Stored data entries:
_ _ _
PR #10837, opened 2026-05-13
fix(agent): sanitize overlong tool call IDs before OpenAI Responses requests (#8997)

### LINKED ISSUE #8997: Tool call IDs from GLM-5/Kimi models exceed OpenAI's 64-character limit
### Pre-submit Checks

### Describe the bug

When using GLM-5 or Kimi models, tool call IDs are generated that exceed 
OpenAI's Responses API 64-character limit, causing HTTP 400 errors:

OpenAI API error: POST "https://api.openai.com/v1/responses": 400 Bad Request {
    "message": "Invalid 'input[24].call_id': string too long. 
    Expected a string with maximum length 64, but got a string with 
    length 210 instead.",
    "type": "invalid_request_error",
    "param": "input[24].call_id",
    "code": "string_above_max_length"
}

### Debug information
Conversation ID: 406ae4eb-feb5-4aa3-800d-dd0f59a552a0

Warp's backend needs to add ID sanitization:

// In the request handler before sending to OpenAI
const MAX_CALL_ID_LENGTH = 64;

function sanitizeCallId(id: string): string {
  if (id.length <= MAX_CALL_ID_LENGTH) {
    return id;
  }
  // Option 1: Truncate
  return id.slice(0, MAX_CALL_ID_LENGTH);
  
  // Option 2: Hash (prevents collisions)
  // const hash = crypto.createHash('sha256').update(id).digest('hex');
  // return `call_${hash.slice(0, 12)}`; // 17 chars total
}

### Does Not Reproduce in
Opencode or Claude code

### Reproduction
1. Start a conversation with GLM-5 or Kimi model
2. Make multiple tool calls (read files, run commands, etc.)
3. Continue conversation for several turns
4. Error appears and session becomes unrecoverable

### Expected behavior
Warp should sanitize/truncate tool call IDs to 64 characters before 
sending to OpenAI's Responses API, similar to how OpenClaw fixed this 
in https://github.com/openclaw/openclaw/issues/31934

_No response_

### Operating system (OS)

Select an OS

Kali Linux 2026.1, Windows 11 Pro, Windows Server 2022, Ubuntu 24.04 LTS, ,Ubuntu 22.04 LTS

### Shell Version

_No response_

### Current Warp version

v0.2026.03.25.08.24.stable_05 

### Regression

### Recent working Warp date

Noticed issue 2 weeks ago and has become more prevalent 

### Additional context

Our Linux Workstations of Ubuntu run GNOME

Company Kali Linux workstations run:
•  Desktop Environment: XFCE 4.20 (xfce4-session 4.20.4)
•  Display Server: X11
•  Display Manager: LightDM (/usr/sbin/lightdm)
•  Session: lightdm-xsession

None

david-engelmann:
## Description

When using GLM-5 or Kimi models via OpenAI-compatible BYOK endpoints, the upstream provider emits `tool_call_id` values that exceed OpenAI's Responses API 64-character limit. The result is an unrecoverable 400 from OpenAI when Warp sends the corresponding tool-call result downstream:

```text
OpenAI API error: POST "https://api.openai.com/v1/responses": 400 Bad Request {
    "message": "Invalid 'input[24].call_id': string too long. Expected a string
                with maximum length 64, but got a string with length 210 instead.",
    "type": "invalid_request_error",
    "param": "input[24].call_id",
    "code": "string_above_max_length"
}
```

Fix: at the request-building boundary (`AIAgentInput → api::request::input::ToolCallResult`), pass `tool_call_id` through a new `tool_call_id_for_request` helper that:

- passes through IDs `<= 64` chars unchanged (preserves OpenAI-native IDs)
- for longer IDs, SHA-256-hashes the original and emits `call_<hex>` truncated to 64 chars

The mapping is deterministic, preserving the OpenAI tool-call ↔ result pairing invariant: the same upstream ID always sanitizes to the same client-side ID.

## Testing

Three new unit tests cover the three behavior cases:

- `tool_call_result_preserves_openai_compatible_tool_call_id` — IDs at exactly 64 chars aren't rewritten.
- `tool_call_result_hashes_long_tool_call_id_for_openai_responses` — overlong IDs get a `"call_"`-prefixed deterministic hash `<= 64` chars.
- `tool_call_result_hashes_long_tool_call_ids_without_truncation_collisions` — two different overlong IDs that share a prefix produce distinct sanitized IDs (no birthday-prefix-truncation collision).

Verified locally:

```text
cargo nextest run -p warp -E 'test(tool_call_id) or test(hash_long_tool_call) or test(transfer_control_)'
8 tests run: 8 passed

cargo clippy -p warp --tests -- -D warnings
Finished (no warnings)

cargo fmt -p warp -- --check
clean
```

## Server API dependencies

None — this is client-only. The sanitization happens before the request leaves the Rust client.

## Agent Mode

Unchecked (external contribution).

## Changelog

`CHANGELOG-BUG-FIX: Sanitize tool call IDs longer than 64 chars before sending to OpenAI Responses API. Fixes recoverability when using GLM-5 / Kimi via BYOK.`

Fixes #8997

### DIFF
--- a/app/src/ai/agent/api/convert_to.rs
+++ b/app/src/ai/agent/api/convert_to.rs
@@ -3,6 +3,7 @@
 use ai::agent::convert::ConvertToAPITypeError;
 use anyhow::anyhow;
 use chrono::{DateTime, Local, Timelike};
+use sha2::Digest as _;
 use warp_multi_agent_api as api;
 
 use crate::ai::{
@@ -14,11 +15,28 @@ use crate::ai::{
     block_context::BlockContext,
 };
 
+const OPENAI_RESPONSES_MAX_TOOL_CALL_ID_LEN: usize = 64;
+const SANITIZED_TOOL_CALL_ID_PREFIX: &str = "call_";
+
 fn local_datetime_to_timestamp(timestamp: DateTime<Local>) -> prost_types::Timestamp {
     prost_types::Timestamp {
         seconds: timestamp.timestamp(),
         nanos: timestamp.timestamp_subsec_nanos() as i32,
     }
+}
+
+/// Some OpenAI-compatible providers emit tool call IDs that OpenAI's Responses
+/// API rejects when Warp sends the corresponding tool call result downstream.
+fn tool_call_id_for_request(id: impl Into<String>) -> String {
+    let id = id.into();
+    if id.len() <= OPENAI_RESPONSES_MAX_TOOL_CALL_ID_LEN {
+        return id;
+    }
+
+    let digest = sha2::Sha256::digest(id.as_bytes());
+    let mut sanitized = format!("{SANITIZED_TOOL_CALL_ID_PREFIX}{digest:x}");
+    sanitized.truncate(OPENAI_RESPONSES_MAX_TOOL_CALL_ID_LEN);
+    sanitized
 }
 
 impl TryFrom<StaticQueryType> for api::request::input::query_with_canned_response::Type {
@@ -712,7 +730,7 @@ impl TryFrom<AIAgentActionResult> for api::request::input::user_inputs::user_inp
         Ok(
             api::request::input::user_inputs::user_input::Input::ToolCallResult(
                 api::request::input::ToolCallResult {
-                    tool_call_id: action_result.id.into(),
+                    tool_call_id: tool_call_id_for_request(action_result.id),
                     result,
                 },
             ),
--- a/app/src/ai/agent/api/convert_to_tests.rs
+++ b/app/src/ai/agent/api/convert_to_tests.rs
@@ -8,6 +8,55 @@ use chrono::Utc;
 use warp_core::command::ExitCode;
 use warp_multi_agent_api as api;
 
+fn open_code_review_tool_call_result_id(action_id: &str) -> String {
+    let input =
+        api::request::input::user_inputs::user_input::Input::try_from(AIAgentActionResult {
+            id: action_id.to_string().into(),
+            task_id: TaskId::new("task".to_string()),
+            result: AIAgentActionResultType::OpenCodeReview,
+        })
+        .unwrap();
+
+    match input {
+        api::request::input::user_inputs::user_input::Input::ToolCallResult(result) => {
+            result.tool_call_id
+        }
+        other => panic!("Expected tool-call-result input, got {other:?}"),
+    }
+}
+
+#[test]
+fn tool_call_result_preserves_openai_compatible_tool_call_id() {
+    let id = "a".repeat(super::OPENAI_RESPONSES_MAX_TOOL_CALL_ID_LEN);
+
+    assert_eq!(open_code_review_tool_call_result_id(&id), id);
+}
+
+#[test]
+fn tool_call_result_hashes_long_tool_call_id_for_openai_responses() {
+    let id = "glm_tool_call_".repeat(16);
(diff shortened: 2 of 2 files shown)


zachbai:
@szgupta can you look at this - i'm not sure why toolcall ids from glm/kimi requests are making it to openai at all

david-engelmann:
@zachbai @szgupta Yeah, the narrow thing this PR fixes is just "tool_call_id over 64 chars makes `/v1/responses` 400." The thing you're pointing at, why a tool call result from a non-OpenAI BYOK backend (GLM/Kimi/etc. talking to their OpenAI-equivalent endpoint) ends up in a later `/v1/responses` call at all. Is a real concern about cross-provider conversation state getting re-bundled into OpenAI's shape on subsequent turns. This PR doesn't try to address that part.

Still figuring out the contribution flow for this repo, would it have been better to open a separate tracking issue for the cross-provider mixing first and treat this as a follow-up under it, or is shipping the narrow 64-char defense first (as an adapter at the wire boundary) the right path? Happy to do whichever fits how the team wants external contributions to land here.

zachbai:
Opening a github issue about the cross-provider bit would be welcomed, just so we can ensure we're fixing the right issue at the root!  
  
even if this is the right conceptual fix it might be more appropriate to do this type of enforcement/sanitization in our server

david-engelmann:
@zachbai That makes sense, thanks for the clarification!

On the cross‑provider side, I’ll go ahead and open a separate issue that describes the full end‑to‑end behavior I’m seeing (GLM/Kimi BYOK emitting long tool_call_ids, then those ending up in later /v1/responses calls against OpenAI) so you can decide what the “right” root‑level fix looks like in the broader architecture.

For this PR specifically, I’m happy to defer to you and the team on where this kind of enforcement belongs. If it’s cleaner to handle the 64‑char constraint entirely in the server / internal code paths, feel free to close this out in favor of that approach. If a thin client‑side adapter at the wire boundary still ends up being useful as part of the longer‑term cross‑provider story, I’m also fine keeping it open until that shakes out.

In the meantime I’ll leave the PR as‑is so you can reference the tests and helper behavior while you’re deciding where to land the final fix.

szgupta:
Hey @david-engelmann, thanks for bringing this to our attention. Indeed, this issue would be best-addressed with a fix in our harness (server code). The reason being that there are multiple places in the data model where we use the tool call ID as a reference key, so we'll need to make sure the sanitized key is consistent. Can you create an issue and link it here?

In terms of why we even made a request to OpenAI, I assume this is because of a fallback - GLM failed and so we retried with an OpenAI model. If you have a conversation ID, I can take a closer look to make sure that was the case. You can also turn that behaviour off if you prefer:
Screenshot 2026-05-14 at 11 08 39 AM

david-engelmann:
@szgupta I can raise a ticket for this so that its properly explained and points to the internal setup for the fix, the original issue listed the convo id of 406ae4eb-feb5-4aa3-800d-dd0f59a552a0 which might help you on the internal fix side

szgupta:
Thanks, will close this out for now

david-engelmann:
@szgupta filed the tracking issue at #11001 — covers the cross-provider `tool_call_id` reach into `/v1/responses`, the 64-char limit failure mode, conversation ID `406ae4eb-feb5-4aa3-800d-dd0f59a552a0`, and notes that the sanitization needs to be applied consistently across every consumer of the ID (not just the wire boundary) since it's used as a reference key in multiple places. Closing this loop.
_ _ _
* [WHAT IS EXPECTED]:
An exact number is called for here: how many lines across the records contain the word "through". Nothing else belongs in the answer.

* [TASK SOLUTION]:
2